IIA is one implication of the MNL at the individual level: conditional on covariates, the odds between two alternatives do not depend on the rest of the choice set. That fact is worth knowing, but it should not organize the empirical discussion. The important question is which restrictions generate substitution beyond observed covariates, and whether the data contain variation that can discipline the corresponding parameters.

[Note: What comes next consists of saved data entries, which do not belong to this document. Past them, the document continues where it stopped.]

PR #166, opened 2023-11-10
Add new format provider

worksofliam:
Since we have a nicer SQL formatter now, I have decided to add a format provider which enables the standard 'Format Document' to work with SQL sources.


worksofliam:
@chrjorgensen We'll have `sqlformat.json` soon 🤣

PR #168, opened 2023-11-16
Feature/self codes p2

ajshedivy:
**Part 2**

- [x] Ability to store self codes into config to they are set when the job starts up
- [x] If self codes are set, then refresh the error log after every statement into a new view (like a panel at the bottom)
- [x] Format JSON in result set (https://github.com/codefori/vscode-db2i/blob/7c3126cfc7f4d0f0b07f7580dc021c04044fd67f/src/views/results/html.ts#L151)


src/views/selfCodesPanel/index.ts
```diff
@@ -0,0 +1,12 @@
+import * as vscode from 'vscode';
+
+class SelfCodesPanelProvider {
```
worksofliam, line 3: Is this used anywhere? There is no `export` in this file.

src/views/results/index.ts
```diff
@@ -1,18 +1,19 @@
...
 import { changedCache } from "../../language/providers/completionItemCache";
-import { IRange, ObjectRef, ParsedEmbeddedStatement, StatementGroup, StatementType } from "../../language/sql/types";
+import Document from "../../language/sql/document";
+import { ObjectRef, ParsedEmbeddedStatement, StatementGroup, StatementType } from "../../language/sql/types";
+import { updateStatusBar } from "../jobManager/statusBar";
+import * as html from "./html";
 import Statement from "../../language/sql/statement";
-
+import { SQLJob } from "../../connection/sqlJob";
+import LRUCache from "lru-cache";
```
worksofliam, line 16: A few unused imports here. These should be removed.

src/views/results/html.ts
```diff
@@ -141,6 +141,15 @@ export function generateScroller(basicSelect: string, isCL: boolean): string {
             });
           }
 
+          function isJsonString(str) {
```
worksofliam, line 144: I think this `isJsonString` should be converted to be more like `getFormattedString`, where we could pass JSON, XML, etc, later on, and have it return the correct format. Then, in the catch, return the original `str`. Also, `str` here is missing the type on the parameter.

src/views/results/html.ts
```diff
@@ -179,4 +196,116 @@ export function generateScroller(basicSelect: string, isCL: boolean): string {
...
+              // Insert a cell at the end of the row
+              var newCell = newRow.insertCell();
+
+              // Append a text node to the cell
+              var newText = document.createTextNode(colName);
+              newCell.appendChild(newText);
+            });
+          }
+
+          function isJsonString(str) {
```
worksofliam, line 260: Same here for `isJsonString`

src/connection/sqlJob.ts
```diff
@@ -4,6 +4,7 @@ import { ServerComponent } from "./serverComponent";
 import { JDBCOptions, ConnectionResult, Rows, QueryResult, JobLogEntry, CLCommandResult, VersionCheckResult, GetTraceDataResult, ServerTraceDest, ServerTraceLevel, SetConfigResult, QueryOptions } from "./types";
 import { Query } from "./query";
 import { EventEmitter } from "stream";
+import { commands } from "vscode";
```
worksofliam, line 7: `vscode` should not be imported in this class as we will make it reusable outside of VS Code. Sorry!

worksofliam (changes requested):

src/views/selfCodesPanel/index.ts
ajshedivy: just used later in `vscode-db2i.runEditorStatement`

src/views/results/index.ts
```diff
@@ -253,6 +320,22 @@ export function initialise(context: vscode.ExtensionContext) {
...
+                    await selfCodeErrorProvider.setTableData(data);
+                    selfCodeErrorProvider.selfCodeCache = data.length;
+                  }
+                } else {
+                  await vscode.commands.executeCommand(`setContext`, `vscode-db2i:selfCodeCountChanged`, false);
+                }
+              }
+              
               if (statementDetail.qualifier === `statement` && statementDetail.history !== false) {
                 vscode.commands.executeCommand(`vscode-db2i.queryHistory.prepend`, statementDetail.content);
```
worksofliam, line 340: We should not prepend the SQL statement to fetch from the error log.

src/views/results/index.ts
```diff
@@ -116,6 +115,67 @@ class ResultSetPanelProvider {
       queryId: ``
     });
   }
+  setError(error) {
+    // TODO: pretty error
+    this._view.webview.html = `<p>${error}</p>`;
+  }
+}
+
+class SelfCodePanelProvider {
```
worksofliam, line 124: This should be in a seperate file.

src/views/results/index.ts
```diff
@@ -142,6 +142,40 @@ export interface ParsedStatementInfo extends StatementInfo {
...
+      webviewOptions : {retainContextWhenHidden: true}
+    }),
+    vscode.commands.registerCommand(`vscode-db2i.selfCodeErrorPanel.fetch`, async (job: SQLJob, showErrors: boolean) => {
+      await selfCodeErrorProvider.ensureActivation();
+      const content = `SELECT * FROM QSYS2.SQL_ERROR_LOG WHERE JOB_NAME = '${job.id}'`;
+      let prevDataLength = job.selfCodeCounter;
+      let updateView: boolean = false;
+      let data = [];
+      for (let count = 0; count < 5; count++) {
+        const curData = await JobManager.runSQL(content, undefined);
```
worksofliam, line 158: Instead of using the `JobManager` here, you should just use the attached `job` parameter (`job.query`)

src/connection/sqlJob.ts
worksofliam: This is still requred ^

PR #172, opened 2023-11-24
Add SQL identifier case - new in SQL formatter 14.0.0

chrjorgensen:
This PR will
- update SQL formatter to version 14.0.0, which includes the new option for identifier formatting
- add a configuration value `sqlFormat.identifierCase` to allow the user to have SQL identifier in lower- or uppercase or not changed. Default is `preserve` to not change the identifier case unintentionally.

With this support the following SQL statement

image

will be formatted like this (with identifiers set to uppercase and keywords to lowercase):

image

### DIFF
--- a/package-lock.json
+++ b/package-lock.json
@@ -12,7 +12,7 @@
         "lru-cache": "^6.0.0",
         "node-fetch": "^3.3.1",
         "octokit": "^2.0.14",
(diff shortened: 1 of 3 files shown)


worksofliam (approved):
New config is awesome! `preserve` is a nice touch.

Thank you @chrjorgensen!

PR #184, opened 2023-12-21
Don't use variant characters in SQL statement

chrjorgensen:
This PR changes the use of `||` in SQL statement to `concat` - the `|` is a variant character...


worksofliam:
Tested and works good! Thanks @chrjorgensen!!

PR #185, opened 2024-01-07
Examples browser cleanup

sebjulliand:
I noticed that the Examples browser looped when loading if no SQL job was started, because loading the Services called `refresh` which in turn called `getChildren`...and if the Services are still undefined (because no SQL job), then it loops.

So this PR fixes that. Loading the Services example doesn't call `refresh` anymore (it wasn't needed in the first place), and an information item is displayed under the Service folder to ask for an SQL job.

A `Reload` was added to the browser to allow to reload the Services example if needed.

The Examples are now sorted alphabetically and their icon is the SQL file's.

### DIFF
--- a/package-lock.json
+++ b/package-lock.json
@@ -1,12 +1,12 @@
 {
   "name": "vscode-db2i",
-  "version": "0.5.2",
+  "version": "0.6.0",
   "lockfileVersion": 2,
   "requires": true,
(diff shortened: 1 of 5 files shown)


worksofliam (approved):
Cool - this logic is much easier to follow. Thanks @sebjulliand!

PR #186, opened 2024-01-07
Build/watchTask

sebjulliand:
- Removed ts-loader as it's not used
- Added es-build problem matcher to the extension recommendations
- Added a watch task and made it the default when debugging


worksofliam (approved):
This is a great cleanup. Thanks!

worksofliam (approved):
This is a great cleanup. Thanks!

PR #195, opened 2024-02-08
Feature/cancel

worksofliam:
Shows cancel button when running an SQL statement.

* [x] Cancels the statement when switching job in the Job Manager
* [x] Cancel button is shown during statement execution
* [x] Cancel button is shown during explain execution
* [x] Cancel button is shown during `csv`, `json`, etc, execution
* [ ] ~Running a statement while one is already running will cancel the previous statement~ <- we're not doing that now
* [ ] **Optional**: updating the SQL Job node based on the `busy` state

### DIFF
--- a/src/connection/sqlJob.ts
+++ b/src/connection/sqlJob.ts
@@ -1,4 +1,3 @@
-import { CommandResult } from "@halcyontech/vscode-ibmi-types";
 import { getInstance } from "../base";
 import { ServerComponent } from "./serverComponent";
 import { JDBCOptions, ConnectionResult, Rows, QueryResult, JobLogEntry, CLCommandResult, VersionCheckResult, GetTraceDataResult, ServerTraceDest, ServerTraceLevel, SetConfigResult, QueryOptions } from "./types";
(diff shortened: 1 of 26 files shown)


davecharron:
The explain task is more complicated than simply running a statement, so canceling would necessarily be different.
The server component encapsulates the `DoVe` request, which includes multiple steps before and after the actual SQL statement execution.  Canceling would involve potentially resetting QAQQINI options, ending/deleting the monitor, and, if the current step is at the point of executing the SQL statement, canceling it.
It would seem that to accomplish that, a server component change would be necessary to provide a way to cancel a request.  Likely, the base `ClientRequest` class would get a new `cancel()` method.  `DoVe` would override it to do the gymnastics described above.  For other request types, we could either have the `cancel()` method in the base class no-op, or we could push up the cancel logic and implement in the other request sub-classes, ie. `RunSql`.

src/connection/sqlJob.ts
```diff
@@ -140,7 +137,9 @@ export class SQLJob {
   }
 
   getStatus() {
-    return this.status;
+    const currentListnerCount = this.responseEmitter.eventNames().length;
```
davecharron, line 140:
```suggestion
    const currentListenerCount = this.responseEmitter.eventNames().length;
```

davecharron (approved):
I'm not seeing any blockers to merging.

src/connection/sqlJob.ts
worksofliam: Added in new commit

PR #196, opened 2024-02-13
Move advice generation to other file

worksofliam:
Simply moves the logic that generates the advice script content to another file to slim down the result set file size.


davecharron (approved):
I like it, looks good.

| Model | What supplies substitution structure? | What has to be defended? |
|---|---|---|
| Multinomial logit | Included covariates and observed heterogeneity across choice situations. | The maintained utility index and the absence of unobserved closeness among alternatives. Individual-level diversion is proportional to fitted choice probabilities. |
| Nested logit | Shared unobservables within pre-specified nests, summarized by one dissimilarity parameter per nest. | The nesting tree and the random-utility interpretation of the estimated dissimilarity parameters. Correlation exists only where the tree permits it. |
| Mixed logit | A mixing distribution \(f(\beta)\) for tastes, possibly with correlated random coefficients. | The distributional family, its tails, simulation accuracy, and the variation that identifies heterogeneity: repeated choices, rich market or choice-set variation, or experimental variation. |
| Multinomial probit | A covariance matrix for utility-difference shocks. | Scale normalization, a rapidly growing covariance parameterization, MCMC diagnostics and a clear rule for extending the covariance structure in counterfactual choice sets. |
A few principles follow.
Start from the estimand. If the object is an own-price elasticity on the observed menu, a transparent MNL or nested logit may be the right empirical discipline. If the object is merger diversion, entry, exit, or individual-level welfare under a changed menu, the model must say who is close to whom.
Separate variation from functional form. Flexible models are valuable when the data contain the variation needed to estimate the relevant heterogeneity or covariance. Without that variation, flexibility is still present, but it is coming from the maintained distribution, tree or covariance structure.
Use the simplest model that carries the relevant margin. A thin cross-section with one choice per person and a fixed menu rarely identifies a rich distribution of tastes. A well-motivated nest may be more credible than a weakly identified random-coefficients specification; a panel or BLP-style setting may justify the richer model.
Report substitution, not just fit. For policy work, the relevant output is often the diversion matrix, WTP distribution or welfare change, not only the likelihood. Compare those objects across plausible specifications. If the policy conclusion moves with the nesting tree or the tail of \(f(\beta)\), that sensitivity is part of the result.
Each model’s own vignette develops these tradeoffs in detail: MNL, nested logit, mixed logit.
Several excellent R packages estimate discrete-choice models — among them mlogit, logitr, gmnl, apollo and mixl. choicer’s focus is a fast C++ core with analytical gradients and Hessians, and a single, consistent post-estimation toolkit aimed at the demand and welfare quantities applied economists report.